ASSIGNMENT –
The material below contains a line with "-51,6 +51,9 @@" and a line with "### Design strengths". Copy exactly those two lines and all lines between them.

RECORDS SUPPLIED Start Marker

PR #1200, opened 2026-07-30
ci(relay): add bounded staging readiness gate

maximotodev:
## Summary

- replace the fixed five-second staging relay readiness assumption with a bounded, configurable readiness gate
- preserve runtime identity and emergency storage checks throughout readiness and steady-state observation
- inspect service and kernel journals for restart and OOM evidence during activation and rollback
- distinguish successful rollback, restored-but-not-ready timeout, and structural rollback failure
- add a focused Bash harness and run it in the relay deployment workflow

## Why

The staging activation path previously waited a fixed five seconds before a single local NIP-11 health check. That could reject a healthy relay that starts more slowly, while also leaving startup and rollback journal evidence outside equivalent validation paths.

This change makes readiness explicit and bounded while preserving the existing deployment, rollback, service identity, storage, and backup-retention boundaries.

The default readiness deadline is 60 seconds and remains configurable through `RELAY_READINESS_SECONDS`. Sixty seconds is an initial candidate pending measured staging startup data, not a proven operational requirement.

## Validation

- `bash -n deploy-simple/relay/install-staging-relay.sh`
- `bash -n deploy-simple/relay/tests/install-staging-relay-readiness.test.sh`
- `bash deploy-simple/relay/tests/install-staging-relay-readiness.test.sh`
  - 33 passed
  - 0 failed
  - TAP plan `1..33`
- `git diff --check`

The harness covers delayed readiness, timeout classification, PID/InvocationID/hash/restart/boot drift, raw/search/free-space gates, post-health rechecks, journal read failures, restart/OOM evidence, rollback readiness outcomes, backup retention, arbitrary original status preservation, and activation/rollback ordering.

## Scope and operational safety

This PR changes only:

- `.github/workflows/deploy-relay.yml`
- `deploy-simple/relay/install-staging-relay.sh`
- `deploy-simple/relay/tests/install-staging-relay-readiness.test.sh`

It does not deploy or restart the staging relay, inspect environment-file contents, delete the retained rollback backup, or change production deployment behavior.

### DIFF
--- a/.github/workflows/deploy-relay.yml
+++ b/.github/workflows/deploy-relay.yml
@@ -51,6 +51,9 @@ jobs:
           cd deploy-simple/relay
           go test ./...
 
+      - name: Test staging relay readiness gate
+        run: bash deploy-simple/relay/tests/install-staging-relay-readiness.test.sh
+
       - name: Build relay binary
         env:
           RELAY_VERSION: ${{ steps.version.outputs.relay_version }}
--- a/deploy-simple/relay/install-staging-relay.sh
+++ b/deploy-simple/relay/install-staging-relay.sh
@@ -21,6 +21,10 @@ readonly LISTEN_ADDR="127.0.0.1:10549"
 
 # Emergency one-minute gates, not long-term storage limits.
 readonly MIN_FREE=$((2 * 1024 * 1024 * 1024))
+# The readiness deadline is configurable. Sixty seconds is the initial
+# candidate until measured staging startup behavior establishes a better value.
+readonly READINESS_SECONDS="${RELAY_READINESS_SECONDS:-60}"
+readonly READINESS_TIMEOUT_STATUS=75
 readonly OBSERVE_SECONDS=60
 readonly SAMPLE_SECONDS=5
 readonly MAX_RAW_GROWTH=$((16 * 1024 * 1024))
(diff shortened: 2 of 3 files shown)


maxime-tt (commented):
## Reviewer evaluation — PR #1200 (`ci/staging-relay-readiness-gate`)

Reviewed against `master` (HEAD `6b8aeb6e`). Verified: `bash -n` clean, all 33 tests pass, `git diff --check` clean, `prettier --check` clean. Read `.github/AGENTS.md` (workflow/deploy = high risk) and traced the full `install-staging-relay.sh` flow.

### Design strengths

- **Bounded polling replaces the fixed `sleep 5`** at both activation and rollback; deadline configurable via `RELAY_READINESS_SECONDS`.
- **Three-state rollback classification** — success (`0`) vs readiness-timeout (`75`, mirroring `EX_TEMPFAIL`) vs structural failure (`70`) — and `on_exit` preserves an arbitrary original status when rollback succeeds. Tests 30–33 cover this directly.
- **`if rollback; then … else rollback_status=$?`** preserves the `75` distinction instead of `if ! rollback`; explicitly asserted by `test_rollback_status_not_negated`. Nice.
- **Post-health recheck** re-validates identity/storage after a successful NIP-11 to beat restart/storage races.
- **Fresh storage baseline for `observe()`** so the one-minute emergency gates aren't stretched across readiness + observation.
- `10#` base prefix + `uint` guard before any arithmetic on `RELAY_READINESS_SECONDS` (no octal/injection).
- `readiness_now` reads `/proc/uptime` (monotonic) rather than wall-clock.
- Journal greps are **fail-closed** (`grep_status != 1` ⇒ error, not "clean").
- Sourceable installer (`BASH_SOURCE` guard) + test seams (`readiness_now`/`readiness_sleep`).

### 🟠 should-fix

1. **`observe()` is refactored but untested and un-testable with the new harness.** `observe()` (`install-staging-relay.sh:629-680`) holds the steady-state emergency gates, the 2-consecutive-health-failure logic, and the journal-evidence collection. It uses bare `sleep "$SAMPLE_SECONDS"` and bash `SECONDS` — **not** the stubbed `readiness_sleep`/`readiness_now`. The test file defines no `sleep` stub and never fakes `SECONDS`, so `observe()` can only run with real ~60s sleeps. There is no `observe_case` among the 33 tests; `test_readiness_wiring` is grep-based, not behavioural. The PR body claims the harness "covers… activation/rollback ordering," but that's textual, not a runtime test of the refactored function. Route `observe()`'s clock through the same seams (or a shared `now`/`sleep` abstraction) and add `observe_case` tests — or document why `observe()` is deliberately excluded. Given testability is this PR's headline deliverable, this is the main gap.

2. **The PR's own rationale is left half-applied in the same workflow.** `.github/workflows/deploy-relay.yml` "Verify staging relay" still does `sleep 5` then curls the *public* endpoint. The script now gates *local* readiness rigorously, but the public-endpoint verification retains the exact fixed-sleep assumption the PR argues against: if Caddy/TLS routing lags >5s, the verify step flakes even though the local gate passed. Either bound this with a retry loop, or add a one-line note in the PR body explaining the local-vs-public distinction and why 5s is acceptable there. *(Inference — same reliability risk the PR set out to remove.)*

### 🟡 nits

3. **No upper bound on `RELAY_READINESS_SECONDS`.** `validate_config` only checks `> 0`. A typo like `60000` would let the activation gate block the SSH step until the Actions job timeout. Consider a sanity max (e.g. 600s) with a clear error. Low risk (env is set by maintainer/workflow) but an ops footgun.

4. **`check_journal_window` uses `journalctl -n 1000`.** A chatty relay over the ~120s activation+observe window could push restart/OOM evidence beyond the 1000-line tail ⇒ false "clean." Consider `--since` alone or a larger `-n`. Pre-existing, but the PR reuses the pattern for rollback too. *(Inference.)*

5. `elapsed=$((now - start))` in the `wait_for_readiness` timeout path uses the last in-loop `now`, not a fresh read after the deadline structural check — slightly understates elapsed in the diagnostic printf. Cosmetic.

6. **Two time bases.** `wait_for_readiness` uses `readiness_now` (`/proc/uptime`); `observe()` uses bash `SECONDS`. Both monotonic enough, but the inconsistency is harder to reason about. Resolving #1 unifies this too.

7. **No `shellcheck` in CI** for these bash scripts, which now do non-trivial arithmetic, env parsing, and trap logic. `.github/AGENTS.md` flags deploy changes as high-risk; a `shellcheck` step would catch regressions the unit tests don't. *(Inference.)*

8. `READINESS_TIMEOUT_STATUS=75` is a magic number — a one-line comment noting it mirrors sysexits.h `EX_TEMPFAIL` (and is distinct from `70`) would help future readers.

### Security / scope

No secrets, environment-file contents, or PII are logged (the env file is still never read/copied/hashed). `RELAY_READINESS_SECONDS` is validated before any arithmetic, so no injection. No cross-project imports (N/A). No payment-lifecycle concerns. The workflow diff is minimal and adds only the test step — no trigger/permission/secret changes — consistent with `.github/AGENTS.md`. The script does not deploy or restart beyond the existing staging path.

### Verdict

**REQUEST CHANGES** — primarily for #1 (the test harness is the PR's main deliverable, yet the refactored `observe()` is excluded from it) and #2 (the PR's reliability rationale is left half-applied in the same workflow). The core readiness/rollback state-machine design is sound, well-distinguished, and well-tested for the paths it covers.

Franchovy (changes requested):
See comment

RECORDS SUPPLIED End Marker

OUTPUT –
@@ -51,6 +51,9 @@ jobs:
           cd deploy-simple/relay
           go test ./...
 
+      - name: Test staging relay readiness gate
+        run: bash deploy-simple/relay/tests/install-staging-relay-readiness.test.sh
+
       - name: Build relay binary
         env:
           RELAY_VERSION: ${{ steps.version.outputs.relay_version }}
--- a/deploy-simple/relay/install-staging-relay.sh
+++ b/deploy-simple/relay/install-staging-relay.sh
@@ -21,6 +21,10 @@ readonly LISTEN_ADDR="127.0.0.1:10549"
 
 # Emergency one-minute gates, not long-term storage limits.
 readonly MIN_FREE=$((2 * 1024 * 1024 * 1024))
+# The readiness deadline is configurable. Sixty seconds is the initial
+# candidate until measured staging startup behavior establishes a better value.
+readonly READINESS_SECONDS="${RELAY_READINESS_SECONDS:-60}"
+readonly READINESS_TIMEOUT_STATUS=75
 readonly OBSERVE_SECONDS=60
 readonly SAMPLE_SECONDS=5
 readonly MAX_RAW_GROWTH=$((16 * 1024 * 1024))
(diff shortened: 2 of 3 files shown)


maxime-tt (commented):
## Reviewer evaluation — PR #1200 (`ci/staging-relay-readiness-gate`)

Reviewed against `master` (HEAD `6b8aeb6e`). Verified: `bash -n` clean, all 33 tests pass, `git diff --check` clean, `prettier --check` clean. Read `.github/AGENTS.md` (workflow/deploy = high risk) and traced the full `install-staging-relay.sh` flow.

### Design strengths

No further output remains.